▶ _ACTIVITY_
Copy out all lines of the material below in which "forbidden" occurs.
★ ★ ★ ★
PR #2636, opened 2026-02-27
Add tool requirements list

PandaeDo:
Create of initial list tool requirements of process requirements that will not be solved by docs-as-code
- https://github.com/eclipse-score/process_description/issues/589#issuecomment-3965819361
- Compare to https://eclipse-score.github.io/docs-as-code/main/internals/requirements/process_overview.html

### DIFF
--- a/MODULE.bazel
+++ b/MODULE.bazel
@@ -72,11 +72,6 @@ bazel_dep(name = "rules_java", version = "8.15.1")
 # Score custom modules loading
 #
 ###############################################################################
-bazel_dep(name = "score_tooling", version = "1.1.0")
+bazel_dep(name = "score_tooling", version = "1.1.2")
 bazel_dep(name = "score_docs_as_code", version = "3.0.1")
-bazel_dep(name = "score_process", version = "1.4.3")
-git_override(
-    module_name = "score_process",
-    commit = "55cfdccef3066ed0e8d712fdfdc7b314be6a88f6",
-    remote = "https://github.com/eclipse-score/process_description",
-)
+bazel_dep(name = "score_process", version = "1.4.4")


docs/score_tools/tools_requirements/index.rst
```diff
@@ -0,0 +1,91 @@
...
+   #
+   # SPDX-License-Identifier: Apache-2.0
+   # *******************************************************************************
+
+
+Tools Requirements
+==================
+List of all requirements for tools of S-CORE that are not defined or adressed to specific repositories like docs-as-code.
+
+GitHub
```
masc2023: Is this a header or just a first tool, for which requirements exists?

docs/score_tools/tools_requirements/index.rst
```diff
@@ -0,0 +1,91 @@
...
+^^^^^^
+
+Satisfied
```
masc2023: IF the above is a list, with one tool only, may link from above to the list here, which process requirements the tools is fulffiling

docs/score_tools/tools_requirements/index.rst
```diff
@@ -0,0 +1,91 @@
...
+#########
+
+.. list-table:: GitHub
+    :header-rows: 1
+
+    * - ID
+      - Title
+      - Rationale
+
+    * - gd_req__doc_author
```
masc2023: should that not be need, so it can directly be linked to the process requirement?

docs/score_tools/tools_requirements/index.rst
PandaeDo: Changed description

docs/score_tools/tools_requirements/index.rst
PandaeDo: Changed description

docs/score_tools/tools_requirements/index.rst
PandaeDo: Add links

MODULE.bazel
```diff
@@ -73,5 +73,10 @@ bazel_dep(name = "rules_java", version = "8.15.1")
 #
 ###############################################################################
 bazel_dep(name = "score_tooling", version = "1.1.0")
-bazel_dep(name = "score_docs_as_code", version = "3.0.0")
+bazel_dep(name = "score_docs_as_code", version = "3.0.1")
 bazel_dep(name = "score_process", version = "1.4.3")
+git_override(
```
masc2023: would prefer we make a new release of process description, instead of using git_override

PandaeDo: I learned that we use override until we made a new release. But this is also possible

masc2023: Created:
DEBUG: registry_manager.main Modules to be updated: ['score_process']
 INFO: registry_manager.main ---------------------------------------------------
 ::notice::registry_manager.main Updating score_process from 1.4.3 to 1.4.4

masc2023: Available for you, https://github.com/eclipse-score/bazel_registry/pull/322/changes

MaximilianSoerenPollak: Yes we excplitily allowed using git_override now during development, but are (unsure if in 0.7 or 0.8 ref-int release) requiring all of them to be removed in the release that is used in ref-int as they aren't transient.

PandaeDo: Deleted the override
★ ★ ★ ★
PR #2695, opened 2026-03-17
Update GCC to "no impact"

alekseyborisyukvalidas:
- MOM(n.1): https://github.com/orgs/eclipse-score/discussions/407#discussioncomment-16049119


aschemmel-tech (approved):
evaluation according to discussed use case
★ ★ ★ ★
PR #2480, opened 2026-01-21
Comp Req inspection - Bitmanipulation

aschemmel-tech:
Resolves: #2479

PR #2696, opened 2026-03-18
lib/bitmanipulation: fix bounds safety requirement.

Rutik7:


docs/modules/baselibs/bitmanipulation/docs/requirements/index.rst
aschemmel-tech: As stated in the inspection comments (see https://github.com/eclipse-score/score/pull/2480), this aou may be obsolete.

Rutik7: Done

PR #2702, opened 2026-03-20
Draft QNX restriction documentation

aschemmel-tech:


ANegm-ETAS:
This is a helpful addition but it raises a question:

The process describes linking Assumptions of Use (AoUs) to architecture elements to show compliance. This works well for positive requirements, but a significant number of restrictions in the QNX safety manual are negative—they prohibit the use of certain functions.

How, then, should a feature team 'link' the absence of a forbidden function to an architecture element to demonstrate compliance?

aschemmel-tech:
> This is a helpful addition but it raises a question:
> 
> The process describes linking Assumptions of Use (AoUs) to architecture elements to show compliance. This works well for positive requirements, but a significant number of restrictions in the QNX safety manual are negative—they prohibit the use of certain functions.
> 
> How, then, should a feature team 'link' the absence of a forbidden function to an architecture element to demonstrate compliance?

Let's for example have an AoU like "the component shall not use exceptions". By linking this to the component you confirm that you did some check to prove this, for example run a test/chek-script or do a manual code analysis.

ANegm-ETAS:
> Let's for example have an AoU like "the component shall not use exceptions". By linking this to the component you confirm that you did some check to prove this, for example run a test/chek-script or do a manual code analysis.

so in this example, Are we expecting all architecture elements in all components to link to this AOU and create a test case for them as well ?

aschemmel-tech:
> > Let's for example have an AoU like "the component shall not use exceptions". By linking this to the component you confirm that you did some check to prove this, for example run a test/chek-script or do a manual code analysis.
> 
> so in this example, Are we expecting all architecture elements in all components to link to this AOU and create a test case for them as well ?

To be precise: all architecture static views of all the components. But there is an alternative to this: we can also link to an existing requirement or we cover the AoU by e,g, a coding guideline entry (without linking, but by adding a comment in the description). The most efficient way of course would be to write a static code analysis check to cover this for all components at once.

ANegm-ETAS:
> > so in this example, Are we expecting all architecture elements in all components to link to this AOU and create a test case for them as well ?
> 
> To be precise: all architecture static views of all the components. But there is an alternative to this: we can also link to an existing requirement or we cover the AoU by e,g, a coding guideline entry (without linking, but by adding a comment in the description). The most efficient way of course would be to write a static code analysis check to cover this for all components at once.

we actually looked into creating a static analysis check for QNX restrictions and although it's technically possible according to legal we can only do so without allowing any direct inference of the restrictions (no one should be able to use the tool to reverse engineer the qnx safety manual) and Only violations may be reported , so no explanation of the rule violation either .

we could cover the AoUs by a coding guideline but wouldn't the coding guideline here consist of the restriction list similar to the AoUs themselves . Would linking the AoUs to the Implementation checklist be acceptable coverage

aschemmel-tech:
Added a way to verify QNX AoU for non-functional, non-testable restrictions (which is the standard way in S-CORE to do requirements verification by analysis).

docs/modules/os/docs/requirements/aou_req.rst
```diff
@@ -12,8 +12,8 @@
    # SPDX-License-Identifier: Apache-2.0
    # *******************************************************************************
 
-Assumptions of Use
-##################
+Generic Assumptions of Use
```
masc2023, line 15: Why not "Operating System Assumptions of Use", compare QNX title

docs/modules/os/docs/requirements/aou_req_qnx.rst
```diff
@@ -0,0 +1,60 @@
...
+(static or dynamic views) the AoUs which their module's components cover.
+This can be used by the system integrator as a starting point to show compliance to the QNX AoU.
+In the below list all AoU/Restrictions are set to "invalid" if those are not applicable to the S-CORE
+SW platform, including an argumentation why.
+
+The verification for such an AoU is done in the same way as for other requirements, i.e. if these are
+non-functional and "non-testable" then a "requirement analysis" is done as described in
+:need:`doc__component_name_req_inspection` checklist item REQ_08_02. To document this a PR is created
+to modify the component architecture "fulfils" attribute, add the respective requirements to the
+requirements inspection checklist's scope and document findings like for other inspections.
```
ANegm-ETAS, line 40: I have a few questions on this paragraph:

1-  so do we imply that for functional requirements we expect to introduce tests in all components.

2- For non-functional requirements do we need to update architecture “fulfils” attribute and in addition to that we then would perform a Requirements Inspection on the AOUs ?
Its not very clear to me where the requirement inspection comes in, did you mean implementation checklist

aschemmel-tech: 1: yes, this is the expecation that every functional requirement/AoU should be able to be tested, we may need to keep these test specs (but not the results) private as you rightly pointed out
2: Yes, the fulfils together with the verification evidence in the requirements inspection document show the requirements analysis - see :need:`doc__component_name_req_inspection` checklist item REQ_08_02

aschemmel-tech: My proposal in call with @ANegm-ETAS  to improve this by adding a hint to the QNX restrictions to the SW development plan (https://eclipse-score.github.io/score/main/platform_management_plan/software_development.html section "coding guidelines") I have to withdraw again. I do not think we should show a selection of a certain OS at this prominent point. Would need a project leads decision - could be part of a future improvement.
★ ★ ★ ★
▶ _ANSWER BOX_
How, then, should a feature team 'link' the absence of a forbidden function to an architecture element to demonstrate compliance?
> How, then, should a feature team 'link' the absence of a forbidden function to an architecture element to demonstrate compliance?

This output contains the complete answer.